In L.A., meanwhile, milk took up every inch of freezer space in my parents’ house.
A few weeks in, curiosity and alcohol got the better of me. I came home from dinner with a high school friend and opened the freezer to show off our loot.
“See all this? Breast milk!” I proclaimed with Barnumesque flair.
He asked if I’d tasted it.
“No. But I will if you do.”
High school friends have a way of making you revert to high school maturity levels. I removed a bag. “Sara said it tastes like melted vanilla ice cream. And she did urge me to try it, so…”
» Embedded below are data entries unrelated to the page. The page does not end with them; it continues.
PR #3912, opened 2025-04-28
chore: point submodules to develop

Abhinandan-Purkait:
- Updates the extensions submodules to develop.

### DIFF
--- a/.gitmodules
+++ b/.gitmodules
@@ -1,4 +1,4 @@
 [submodule "mayastor"]
 	path = mayastor
 	url = ../mayastor-extensions.git
-	branch = release/2.8
+	branch = develop
--- a/Cargo.lock
+++ b/Cargo.lock
@@ -152,8 +152,8 @@ dependencies = [
  "regex",
  "ring",
  "rustls-native-certs 0.7.3",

We let out giddy giggles as I poured a few drops onto two spoons. We held them up—“Cheers!”—and dipped our tongues in like cats. We looked at each other with the same expression—Not exactly vanilla ice cream—and reflected on whether those previous four seconds were gross or merely peculiar. It didn’t taste bad, per se, but it felt like a violation of some sort. Of her…of us…of the laws of nature. We washed the milk and the thought down with whiskey.
At the end of our one month in L.A., Sara had pumped three months’ worth of milk, equating to 25 FedEx boxes (and, yes, thousands of dollars). Like in old-timey America, someone delivered milk to our door every other day.
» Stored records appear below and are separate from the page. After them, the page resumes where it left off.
PR #3914, opened 2025-04-29
Update github runners to oci gh arc runners

koksay:
CNCF has hosted ephemeral GitHub runners on Oracle that we want projects to use instead of the GitHub-hosted ones, which now incur a cost to use.

Please direct any questions to me, @jeefy, @krook, and @RobertKielty. (or #cncf-ci-infra channel on the CNCF Slack)

### DIFF
--- a/.github/workflows/branch-preparation.yml
+++ b/.github/workflows/branch-preparation.yml
@@ -49,7 +49,7 @@ jobs:
 
   prepare-branch:
     needs: create-release-branch
-    runs-on: oracle-8cpu-32gb-x86-64
+    runs-on: oracle-vm-8cpu-32gb-x86-64
     outputs:
       pr_title: ${{ steps.set-title.outputs.title }}
     steps:
--- a/.github/workflows/branch-preparation.yml
+++ b/.github/workflows/branch-preparation.yml
@@ -49,7 +49,7 @@ jobs:
 
   prepare-branch:
     needs: create-release-branch
-    runs-on: ubuntu-latest-8-cores
+    runs-on: oracle-8cpu-32gb-x86-64
     outputs:
       pr_title: ${{ steps.set-title.outputs.title }}
     steps:
--- a/.github/workflows/chart-images.yml
+++ b/.github/workflows/chart-images.yml
@@ -13,7 +13,7 @@ env:
 
 jobs:
   helm-images:
-    runs-on: oracle-8cpu-32gb-x86-64
+    runs-on: oracle-vm-8cpu-32gb-x86-64
     steps:
       - uses: actions/checkout@v4
         with:
--- a/.github/workflows/chart-images.yml
+++ b/.github/workflows/chart-images.yml
@@ -13,7 +13,7 @@ env:
 
 jobs:
   helm-images:
-    runs-on: ubuntu-latest-8-cores
+    runs-on: oracle-8cpu-32gb-x86-64
     steps:
       - uses: actions/checkout@v4
         with:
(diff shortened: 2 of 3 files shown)


tiagolobocastro:
Hey @koksay 
Other repos will also need modifying, ex: https://github.com/openebs/mayastor/blob/develop/.github/workflows/unit-int.yml

Looks like the tests are failing:
```
error: cannot connect to socket at '/nix/var/nix/daemon-socket/socket': No such file or directory
```

Are these runners not supporting docker inside them? IIRC a while back I had spoken with @RobertKielty about support for ARM runners and the runners were containers, not supporting docker in docker.

koksay:
@tiagolobocastro You're right, those runners are containers, but they currently support DIND. It appears that a couple of mounts are missing. I will update them and then ask you to rerun the failed job.

koksay:
@tiagolobocastro can you rerun the helm-images job?

tiagolobocastro:
> @tiagolobocastro can you rerun the helm-images job?

Done, looks like failed with the same error:
https://github.com/openebs/openebs/actions/runs/14727177890/job/41372867335

koksay:
ok thanks, I will check this further

tiagolobocastro:
@koksay is there a timeline when the current runners would be disabled?

I think I also saw that KVM is not enable? We have some tests which use KVM to spawn VM's

If we can't get these new runners working for us, is there an alternative, ex: CNCF VM's or baremetal which we could use as runners?

tiagolobocastro:
Also for the mayastor tests specifically, running as a container might prove tricky as we're connecting nvme devices in the kernel and sometimes testing may lead to a kernel crash, thus potentially affecting other runs.

Probably for those specific ones we should run as VM's regardless of fixing this issue here?

koksay:
Yes, we need VMs for your pipelines. We're working on running those on VMs instead of (or in addition to) containers, but the system is not ready yet. Currently, you're using the ones from GitHub, and the problem is the cost. They will not be disabled, but we need to move away from them asap.

I'm closing this PR as it will not work this way. I will create another one when the VM infrastructure is ready. @jeefy fyi...

koksay:
Hey, I'm reopening this one as we have the option to use VMs as well.

tiagolobocastro:
> Hey, I'm reopening this one as we have the option to use VMs as well.

Awesome! We're going further now:

```
ERROR: failed to create cluster: failed to list nodes: command "docker ps -a --filter label=io.x-k8s.kind.cluster=kind --format '{{.Names}}'" failed with error: exit status 1

Command Output: permission denied while trying to connect to the Docker daemon socket at unix:///var/run/docker.sock: Get "http://%2Fvar%2Frun%2Fdocker.sock/v1.48/containers/json?all=1&filters=%7B%22label%22%3A%7B%22io.x-k8s.kind.cluster%3Dkind%22%3Atrue%7D%7D": dial unix /var/run/docker.sock: connect: permission denied
```

Is the user not part of docker group perhaps?

koksay:
You're absolutely right. I made some changes. Can you retest that failing check?

Abhinandan-Purkait:
I re ran the job. It seems to have failed again. Here is error.

> ERROR: failed to create cluster: failed to list nodes: command "docker ps -a --filter label=io.x-k8s.kind.cluster=kind --format '{{.Names}}'" failed with error: exit status 1
Command Output: permission denied while trying to connect to the Docker daemon socket at unix:///var/run/docker.sock: Get "http://%2Fvar%2Frun%2Fdocker.sock/v1.48/containers/json?all=1&filters=%7B%22label%22%3A%7B%22io.x-k8s.kind.cluster%3Dkind%22%3Atrue%7D%7D": dial unix /var/run/docker.sock: connect: permission denied

koksay:
I overlooked some shell behaviour. I tested it and seems fine now, can you trigger it again please?

Abhinandan-Purkait:
Thanks! Seems to have passed now.

tiagolobocastro (approved):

We weren’t going to ship more from Wausau to London, and we could only bring two industrial freezer bags on the plane, so we halted production.
Sara wrote that “drying up” was painful.
I thought back to the countless text exchanges where I struggled to come up with the right words. I genuinely felt for her. While breastfeeding her own two boys, she got mastitis, an infection caused by a clogged milk duct. With us, she first tried disposable absorbent pads to soak up leaking milk, but they ripped her breast tissue off, so she switched to reusable ones. And now, after the hard work was over, it hurt to stop.
She mentioned that cabbage leaves and peppermint oil can help. As an Intended Parent, I would have promptly googled best cabbage for breast pain and sent her some. It’s my love language. (Gifting, not cabbage.) But in the transition from IP to P, as a full-blown parent, I had to be careful not to prolong the
surrogacy dynamic.
The end of pumping served as a clean break, a demarcation between surrogate and ex-surrogate. As with any ex, I had to change my behavior accordingly. I had to treat Sara the way I treated every other girl who once had my sperm in her body: amicably unavailable. I never ghosted, that’s awful. I coasted. Minimal effort comms. I didn’t initiate conversation, and I often just double tapped her comments to add a heart instead of writing a proper reply.
To Sara’s credit, we never had reason to fear she’d require a restraining order. Quite the opposite. She stopped texting on her own, and her replies to my Instagram stories were as generic as anyone else’s:
“So cute.”
“I can’t believe how fast she’s growing.”
Years from now, her comments might morph into, “Has Leila asked about me?” or, “Can we FaceTime?”
At which point I’ll consult with Paolo.
And Leila, too.
We’ll balance Leila’s wishes with our own. She may have no interest in learning about Sara, or she might beg us to meet the woman who brought her into this world. Just like how, one day, we’ll sit Leila down to explain the birds and the bees, one day we’ll explain the words and the fees: donor, carrier, and the fact that money changed hands to have her as our daughter. I’m preparing for questions like, “You paid for me? Was I expensive?” with answers that don’t sound like, “You sure were, so finish your broccoli.” No, my real answer will be a sweeter version of what I’d tell someone who questions whether gays should be allowed to do surrogacy: we wanted a kid so badly that we researched the best way to do it and found two amazing women to make it happen.